Monday, December 12, 2022

Is That All There Is? How Neuroscience Confirms the Most Ancient Myths About Music

How Neuroscience Confirms the Most Ancient Myths About Music (Honest Broker)

People often talk to me about music, so I’m not surprised when friends ask me about specific songs. But I found it uncanny—and actually unsettling—when two elderly individuals very close to me, both in poor health and near death, mentioned the same obscure song.

These two individuals never met each other, and lived thousands of miles apart, but in their final days they both wanted to talk about the same record from more than fifty years ago. They told me that the lyrics of this pop tune captured their melancholy reflections on what had gone wrong in their lives.
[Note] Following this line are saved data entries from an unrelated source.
PR #317, opened 2023-01-20
add help strings for all CLIs

### LINKED ISSUE #288: Most of the CLI options do not have a help string or type
The inline help is missing for most of the 20 arguments, including 4 of the 5 required arguments, in the main CLI (`kmd`, defined in `cli.py`). Only `locations-config`, `virtualenv` and `workspace` have a `help` string, and at least 5 of them don't have a `type` or `default`.

kwinkunks:
Most of the CLI tools in Komodo had help strings, but the main one, `kmd`, was missing most of them. This commit makes them all more consistent with each other, and fills in some gaps.

resolves #288

[edit: preformatted text omitted by git CLI]

### DIFF
--- a/komodo/cli.py
+++ b/komodo/cli.py
@@ -190,57 +190,152 @@ def cli_main():
         "Automatically, reproducibly, and testably create software "
         "distributions.",
         add_help=False,
+        formatter_class=argparse.ArgumentDefaultsHelpFormatter,
     )
 
-    parser.add_argument("pkgs", type=YamlFile())
-    parser.add_argument("repo", type=YamlFile())
+    parser.add_argument(
+        "pkgs",
+        type=YamlFile(),
+        help="A Komodo release file mapping package name to version, "
+        "in YAML format.",
+    )
+    parser.add_argument(
+        "repo",
+        type=YamlFile(),
+        help="A Komodo repository file, in YAML format.",
+    )
 
     required_args = parser.add_argument_group("required named arguments")
 
-    required_args.add_argument("--prefix", "-p", type=str, required=True)
-    required_args.add_argument("--release", "-r", type=str, required=True)
+    required_args.add_argument(
+        "--prefix",
+        "-p",
+        type=str,
+        required=True,
+        help="The path of the directory in which you would like to place the "
+        "built environment.",
+    )
+    required_args.add_argument(
+        "--release",
+        "-r",
+        type=str,
+        required=True,
+        help="The name of the release, will be used as the name of the directory "
+        "containing the enable script and environment `root` directory.",
+    )
     required_args.add_argument(
         "--locations-config",
         type=str,
         required=True,
-        help="Path to locations.yml, a map of location to a server.",
+        help="Path to locations file, mapping locations to servers, in YAML format.",
     )
 
     optional_args = parser.add_argument_group("optional arguments")
 
     optional_args.add_argument(
-        "--help", "-h", action="help", help="show this help message and exit"
+        "--help",
+        "-h",
+        action="help",
+        help="Show this help message and exit.",
     )
-    optional_args.add_argument("--tmp", "-t", type=str)
-    optional_args.add_argument("--cache", "-c", type=str, default="pip-cache")
-    optional_args.add_argument("--jobs", "-j", type=int, default=1)
-
-    optional_args.add_argument("--download", "-d", action="store_true")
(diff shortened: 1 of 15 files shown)


kwinkunks:
Some review comments from @berland on #298 were added to this PR because they were more relevant.

komodo/release_transpiler.py
```diff
@@ -93,30 +94,38 @@ def main():
...
     py38 : 5.11.13+builtin""",
-        formatter_class=RawTextHelpFormatter,
+        formatter_class=argparse.RawTextHelpFormatter,
     )
     matrix_parser.set_defaults(func=combine)
     matrix_parser.add_argument(
-        "--release-base", help="Name of the release to handle", required=True
+        "--release-base",
+        required=True,
+        help="Name of the release to handle (default: None)",
```
hnformentin, line 103: Why "default: None", but not explicit in `default`? 
combine -> build_matrix_file seems to expect a name for the path.

Same comment for the 3 instances below also.

komodo/show_version.py
```diff
@@ -33,8 +33,9 @@ def get_release() -> str:
             """
             No active komodo environment found.
 
-            Either run this command from an active komodo or komodoenv environment,
-            or provide an environment manifest file path with the --path option.\
+            Either run this command from an active komodo or komodoenv
+            environment, or provide an environment manifest file path with the
+            --manifest-file option.\
```
hnformentin, line 38: I did not follow up this change. Why --path -> --manifest-file?

komodo/snyk_reporting.py
```diff
@@ -41,14 +41,36 @@ def main() -> None:
 
 def parse_args(args: Dict[str, str]) -> argparse.Namespace:
     parser = argparse.ArgumentParser(
-        description="Test a release for security and license issues"
+        description="Test a release for security and license issues",
+        formatter_class=argparse.ArgumentDefaultsHelpFormatter,
+    )
+    parser.add_argument(
+        "--orgid", type=str, required=True, help="The Snyk organization ID"
```
hnformentin, line 48: For readability, one key with its line?

komodo/snyk_reporting.py
```diff
@@ -41,14 +41,36 @@ def main() -> None:
...
+    )
+    parser.add_argument(
+        "--repo",
+        type=YamlFile(),
+        required=True,
+        help="A Komodo repository file, in YAML format.",
```
hnformentin, line 54: small k in Komodo. Same comment for the instance below.

hnformentin (commented):
Good initiative to improve documentation.

komodo/cli.py
```diff
@@ -191,59 +191,157 @@ def cli_main():
...
-    parser.add_argument("pkgs", type=YamlFile())
-    parser.add_argument("repo", type=YamlFile())
+    parser.add_argument(
+        "pkgs",
+        type=YamlFile(),
+        help="A Komodo release file mapping package name to version, "
+        "in YAML format.",
+    )
+    parser.add_argument(
+        "repo", type=YamlFile(), help="A Komodo repository file, in YAML format."
```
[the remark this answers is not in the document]
kwinkunks: good catch

komodo/release_transpiler.py
kwinkunks: Well spotted! This parser uses `argparse.RawTextHelpFormatter` to handle showing the expected output file format properly. There seems to be no other way to achieve that (newlines are removed), and I couldn't fine a way to combine it with `argparse.ArgumentDefaultsHelpFormatter`, which normally handles the transclusion of the degfaults. So we end up with this -- not great, but produces what we need.

komodo/show_version.py
kwinkunks: Håvard felt that `manifest-file` (or similar) was more explicit than `path`, and I agree, so I changed the CLI argument... but forgot to change this mention of it.

komodo/snyk_reporting.py
kwinkunks: yes, missed that one :+1:

komodo/snyk_reporting.py
kwinkunks: I think most mentions are now uppercase so I think I'll leave this for now. I don't think there's any ambiguity.

berland (approved):
👍🏻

The song in question, “Is That All There Is?,” had been a modest hit for vocalist Peggy Lee in 1969, but never quite reached the top ten. I’m hardly surprised by that. It was the era of Woodstock and psychedelic rock, and a gloomy song of this sort had nothing in common with the upbeat youth movement that was defining the musical culture of the day.

The track is mostly a semi-spoken monologue, interrupted by sung interludes on the meaninglessness of life—capped by a complaint that “I’m not ready for that final disappointment.” I consider it the mirror image of Frank Sinatra’s “My Way,” a more successful hit of the same era, which celebrates a triumphant life full of victories and self-actualization.

If you never got the chance to do things your way, this is your song.